No tengan miedo a sentirse identificados con un perdedor, al fin y al cabo, todos lo somos

★★★★★ Excelente

El Luchador

Hablan de la resurrección de Mickey Rourke como si Sin City no hubiera existido. Saben de sobra el cariño que le tengo al personaje de Marv en dicha película, sin duda Mickey Rourke le dio al personaje un carisma que me encandiló desde el primer minuto. En The Wrestler (El luchador), sucede lo mismo pero de una forma más brutal, creo que su resurrección ya fue hace unos años, esta sería la confirmación de que tenemos delante a un grandísimo actor, que cometió errores en el pasado, pero que sigue adelante. Y más o menos eso es de lo que trata la película que nos ocupa. Un retrato del fracaso de un viejo luchador que decide poner en orden su vida alejado del espectáculo del Wrestling. El film se compone por una espectacular interpretación del protagonista, acompañado por una Marisa Tomei por la que no pasan los años, y que parece ser que le ha cogido el gusto a eso de despelotarse (y yo encantado) y un director que se ha pasado al lado oscuro del cine comercial, con muy buenos resultados. El luchador se convierte en una película sincera, inteligente, emotiva y desgarradora. Sin duda, una de las mejores películas del año.

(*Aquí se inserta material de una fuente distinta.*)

PR #1483, opened 2024-03-11
Update the satellite bias coefficient(BC) upgrader following naming conventions

huishao-r:
jedi-ci-build-cache=skip

## Description
During the earlier VarBC code sprint, we decided to update the BC files with new format as well as following the IODA naming conventions. This upgrader was initially developed by Cory updates the BC files for the dimension part as well as some variable name changes. This PR is intended to complete this work, following the discussions with our kinds teams (EMC, MetOffice). 

Please note, this upgrader only works for the BC file in the format being used currently in develop (ufo-data)! The data files in VarBC-sprint (which has partial changes already) shouldnt use the upgrader in this PR. 

The new format will have two-dimension (Channel and Record) arrays for coefficients and errors per predictor. For satellite radiance BC, the dimension Record is not being used at this point and therefore is fixed to be 1. This Record dimension will be adopted in the new future for aircraft BC (or BC for other observation types.). For now, this PR focuses on satellite radiance (or any channel dependent observations). 

Naming convention: 
(1) uses CamelCase, instead of underscore in the variable names, unless some exceptions, e.g. scan_angle_order_1-> sensorScanAngle_order_1
(2) uses existing variable names from observation naming convention: e.g., channels->sensorChannelNumber, cloud_liquid_water->cloudWaterContent

Use of this upgrader: 
python3 satbias_upgrader.py -i input.nc4 -o output.nc4

## Impact

The commit this upgrader wouldn't have any impacts. However, use of this upgrader to BC files in develop would have impacts on coding and tests.

## Checklist

### DIFF
--- a/src/gsi_varbc/satbias_upgrader.py
+++ b/src/gsi_varbc/satbias_upgrader.py
@@ -54,7 +54,8 @@ def satbias_upgrader(infile, outfile):
     'scanAngle': 'sensorScanAngle',
     'zenithAngle': 'sensorZenithAngle',
     'cloudLiquidWater': 'cloudWaterContent',
-    'orbialAngle': 'satelliteOrbitalAngle'
+    'orbialAngle': 'satelliteOrbitalAngle',
+    'emissivity': 'emissivityJacobian'
     }
 
     if 'bias_coefficients' in oldnc.variables.keys():
--- a/src/gsi_varbc/satbias_upgrader.py
+++ b/src/gsi_varbc/satbias_upgrader.py
@@ -60,7 +60,7 @@ def satbias_upgrader(infile, outfile):
         'scanAngle': 'sensorScanAngle',
         'zenithAngle': 'sensorZenithAngle',
         'cloudLiquidWater': 'cloudWaterContent',
-        'orbialAngle': 'satelliteOrbitalAngle',
+        'orbitalAngle': 'satelliteOrbitalAngle',
         'emissivity': 'emissivityJacobian'
     }
 
--- a/src/gsi_varbc/satbias_upgrader.py
+++ b/src/gsi_varbc/satbias_upgrader.py
@@ -5,7 +5,6 @@ import argparse
 import netCDF4 as nc
 import numpy as np
 
-
 def satbias_upgrader(infile, outfile):
     # convert satbias files from old to new format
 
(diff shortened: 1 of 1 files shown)


src/gsi_varbc/satbias_upgrader.py
```diff
@@ -52,19 +55,39 @@ def satbias_upgrader(infile, outfile):
...
         for i, pred in enumerate(predictors):
             temp = pred.split('_')
-            predOut = temp[0] + ''.join(ele.title() for ele in temp[1:])
-            if predOut == 'emissivity':
-                predOut = 'emissivityK'
+            if "order" in temp:
+                idorder = temp.index('order')
+                predOut = temp[0] + ''.join(ele.title() for ele in temp[1:idorder])+'_'+temp[idorder]+'_'+temp[idorder+1]
+            else:
+                predOut = temp[0] + ''.join(ele.title() for ele in temp[1:])
```
CoryMartin-NOAA: This is fine but we could use a dictionary instead of all these `if` statements

CoryMartin-NOAA: Also @ADCollard is going to want that emissivityK thing kept in here.

ADCollard: Yes, came here to say that the predictor in the GSI is `emissivityK` not `emissivity`, so this conversion should be done.  I don't know if anyone uses `emissivity` as a predictor (which would make this line confusing if we had to deal with both cases).

huishao-r: True. It was added on the fly one after another when I was updating the variable names. Let's me try to update these with a dictionary.

huishao-r: I used dictionary to replace all the ifs except the "order" part (I don't know whether there is a different way to do this. Please feel free to sugguest an alternative). 
```
            idorder = temp.index('order') if "order" in temp else None
            predOut = temp[0] + ''.join(ele.title() for ele in temp[1:idorder]) + \
                  ('_' + temp[idorder] + '_' + temp[idorder + 1] if idorder is not None else '')

            # Replace strings using dictionary
            for key, value in replace_dict.items():
                if key in predOut:
                    predOut = predOut.replace(key, value)
```

CoryMartin-NOAA (approved):

PatNichols (approved):

src/gsi_varbc/satbias_upgrader.py
```diff
@@ -40,31 +39,54 @@ def satbias_upgrader(infile, outfile):
...
         nobs_assim_out = newnc.createVariable("numberObservationsUsed", "i4", ("Record", dimname))
         nobs_assim_out[0, :] = nobs_assim_in
 
     # loop through predictors and create predictor variables
+    replace_dict = {
+    'scanAngle': 'sensorScanAngle',
+    'zenithAngle': 'sensorZenithAngle',
+    'cloudLiquidWater': 'cloudWaterContent',
+    'orbialAngle': 'satelliteOrbitalAngle'
+    }
```
ADCollard, line 65: should be `orbitalAngle`.  `emissivity` seems to have disappeared!

PatNichols:
@huishao-r Coding norms error. I will fix it later today.

huishao-r:
@PatNichols You need to merge develop to feature/VarBC-sprint first? Then merge feature/VarBC-sprint to this branch. Otherwise, we will continue to see additional files (from develop) diverges from feature/VarBC-sprint.

ADCollard (changes requested):

src/gsi_varbc/satbias_upgrader.py
huishao-r: Thanks for catching that. Luckily, the data files have been updated with the older version. I can see the emissivity part though like this:
'emissivity': 'emissivityJacobian' (line 64)

huishao-r: oh. We can't see it in this comment section. But if you go to the code review, you will see it. This comment was based on the previous version.

ADCollard: @huishao-r Sorry, I had a pending comment that I just hit submit for.   `emissivityJacobian` is great!

ADCollard (approved):

BenjaminRuston:
@huishao-r if you are happy with this you should be able to merge it since it's not to develop and into a branch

La historia se centra en Randy "The Ram", un luchador profesional de wrestling en las últimas que, tras haber sido una estrella en los ochenta, trata de continuar su carrera combatiendo en cuadriláteros de poca monta. Pero los años, las drogas y el exceso, en general, le pasan factura, y Randy decide organizar su vida, combatiendo la soledad, reencontrándose con su hija a la cual abandonó y buscando el amor en una streaper, también venida a menos, interpretada por una bellísima Marisa Tomei. El conjunto nos presenta una historia en la que todo el peso recae sobre las forzudas espaldas de Rourke, interpretando lo que podría ser un paradigma de su trayectoria profesional. Una historia con fuerza, menos sensiblera de lo que esperaba, pero con escenas de un gran contenido emocional, algunos momentos divertidos y un final muy, pero que muy grande.

Me alegra poder conectar con Aronofsky de una vez por todas, la primera vez fue con Requiem por un sueño, un film bastante irregular que no terminó de gustarme. Luego con La fuente de la vida me sucedió que, pese a ser de mi agrado, no logré entenderla del todo. Ésta vez, el director decide tomar la vía del cine más comercial (su próxima película será un remake sobre Robocop), presentando una película que jamás hubiera imaginado que estuviera dirigida por él. Un cambio de estilo que le favorece y que, seguro, lo notará en sus bolsillos. Las dos nominaciones a los Oscars de este año seguro que ayudarán a que la fama del film aumente. Esta vez son nominaciones bien merecidas y sería de justicia que, al menos, Rourke se llevara la estatuilla como Actor principal. Marisa Tomei creo que también lo merece, aparte de que no tiene competidoras a la altura.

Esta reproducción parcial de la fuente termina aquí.